Dr. Cohen is also the CEO and Director of Dr. Elizabeth Cohen and Associates, a group private practice in the heart of New York City serving children, adolescents and adults. Dr. Elizabeth Cohen and Associates specializes in providing Cognitive Behavioral Therapy with a holistic approach. The practice is dedicated to teaching, witnessing and encouraging clients to meet the goals that are collaboratively created.
Dr. Cohen received her PhD in clinical psychology from Boston University. As part of her graduate training, she treated clients at the world-renowned Center for Anxiety and Related Disorders in Boston, MA.
Dr. Cohen was the recipient of the prestigious American Psychological Foundation Research Award for her doctoral research. Following her time at BU, Dr. Cohen completed her pre-doctoral internship at Bellevue Hospital Center and the New York University Child Study Center. After completing her training, she was asked to become the Director of the CBT program at Bellevue’s Outpatient Psychiatry Clinic.

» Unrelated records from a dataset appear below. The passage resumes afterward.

PR #825, opened 2023-06-22
Add service.name attribute to OTel logs if istio autodetect is enabled

dmitryax:
Add `service.name` resource attribute to logs if `autodetect.istio` is enabled using transform processor instead of using fluentd jq plugin. This change removes the limitation of `service.name` attribute being available only with logsEngine=fluentd.

Once https://github.com/signalfx/splunk-otel-collector-chart/pull/826 merged, the rendered diff will show the istio related changes

### DIFF
--- a/helm-charts/splunk-otel-collector/templates/config/_common.tpl
+++ b/helm-charts/splunk-otel-collector/templates/config/_common.tpl
@@ -156,16 +156,6 @@ resource/logs:
       action: delete
     - key: {{ include "splunk-otel-collector.filterAttr" . }}
       action: delete
-    {{- if .Values.autodetect.istio }}
-    - key: service.name
-      from_attribute: k8s.pod.labels.app
-      action: insert
-    - key: service.name
-      from_attribute: istio_service_name
-      action: insert
-    - key: istio_service_name
-      action: delete
-    {{- end }}
     {{- if .Values.splunkPlatform.fieldNameConvention.renameFieldsSck }}
     - key: container_name
       from_attribute: k8s.container.name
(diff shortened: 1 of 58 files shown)


helm-charts/splunk-otel-collector/values.yaml
```diff
@@ -198,6 +198,10 @@ distribution: ""
 
 autodetect:
   prometheus: false
+  # This option is recommended for istio environments. It does the following things:
+  # - Enables scraping istio control plane metrics from Promethes endpoints.
+  # - Add a `service.name` resource attribute to logs with the same value as istio generates for
+  #   traces to enable correlation between logs and traces usign this attribute.
```
jvoravong, line 204:
```suggestion
  #   traces to enable correlation between logs and traces using this attribute.
```

helm-charts/splunk-otel-collector/templates/config/_common.tpl
```diff
@@ -216,6 +206,26 @@ resource/logs:
...
+  log_statements:
+    - context: resource
+      statements:
+        - set(cache["owner_name"], attributes["k8s.pod.name"]) where attributes["k8s.pod.name"] != nil
+        # Name of the object owning the pod is taken from "k8s.pod.name" attribute by striping the pod suffix according
+        # to the k8s name generation rules (we don't want to put pressure on the k8s API server to get the owner name):
+        # https://github.com/kubernetes/apimachinery/blob/ff522ab81c745a9ac5f7eeb7852fac134194a3b6/pkg/util/rand/rand.go#L92-L127
+        - replace_pattern(cache["owner_name"], "^(.+?)-(?:(?:[0-9bcdf]+-)?[bcdfghjklmnpqrstvwxz2456789]{5}|[0-9]+)$$", "$$1") where cache["owner_name"] != nil
+        - set(attributes["service.name"], Concat([cache["owner_name"], attributes["k8s.namespace.name"]], ".")) where cache["owner_name"] != nil and attributes["k8s.namespace.name"] != nil
+        - set(attributes["service.name"], Concat([attributes["k8s.pod.labels.app"], attributes["k8s.namespace.name"]], ".")) where attributes["k8s.pod.labels.app"] != nil and attributes["k8s.namespace.name"] != nil
```
rmfitzpatrick, line 226: `insert` for `service.name` was the existing process but not we're always overwriting?

Apart from that, since the update no longer relies on the dedicated `istio_service_name` attr and also restricts the app label setting to non-nil namespaces w/o a default I don't think these are equivalent, but it'd be hard to do that w/o a dedicated pipeline. I wonder if preserving `service.name` is enough though.

dmitryax: > insert for service.name was the existing process but now* we're always overwriting?

Good catch! I'll revert it.

> Apart from that, since the update no longer relies on the dedicated istio_service_name attr and also restricts the app label setting to non-nil namespaces w/o a default I don't think these are equivalent, but it'd be hard to do that w/o a dedicated pipeline.

Yeah, I changed the logic a bit. I think we can assume the namespace is always available unless users explicitly remove it, in that case, we don't set anything because, if we set a default value, it'll be different from what's set by istio on traces.

dmitryax: Updated to not override existing `service.name`

rmfitzpatrick (approved):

She has been featured on the Tamron Hall Show, the Wall Street Journal, NBC News, Women’s Health, Huff Post, Thrive Global, Daily Beast and Good Housekeeping. Dr. Cohen is a weekly contributor to Psychology Today with her “Divorce Course” column.
Kerrie Mohr, LCWS
A Good Place Therapy
Founder, Owner, Therapist
WebsiteKerrie is the founder and owner of A Good Place Therapy in Manhattan, a compassionate and results oriented group psychotherapy practice. Prior to founding A Good Place, Kerrie, a licensed clinical social worker, spent her career in various nonprofit leadership roles between New York and San Francisco. Her mission has focused on creating empowerment opportunities through targeted individual and community interventions. In her free time, Kerrie enjoys volunteering as the NYC chapter leader for Sidewalk Talk, a nonprofit organization that focuses on healing a disconnected world through the art of listening. Kerrie also enjoys culture-focused travel with her husband Russ, bike rides around her beloved NYC, and checking out the dog park scene with her dog-child, Reina. Kerrie has an MSW from Columbia School of Social Work and a certificate in nonprofit leadership from Columbia Business School. Kerrie is licensed (LCSW) in both California and NY.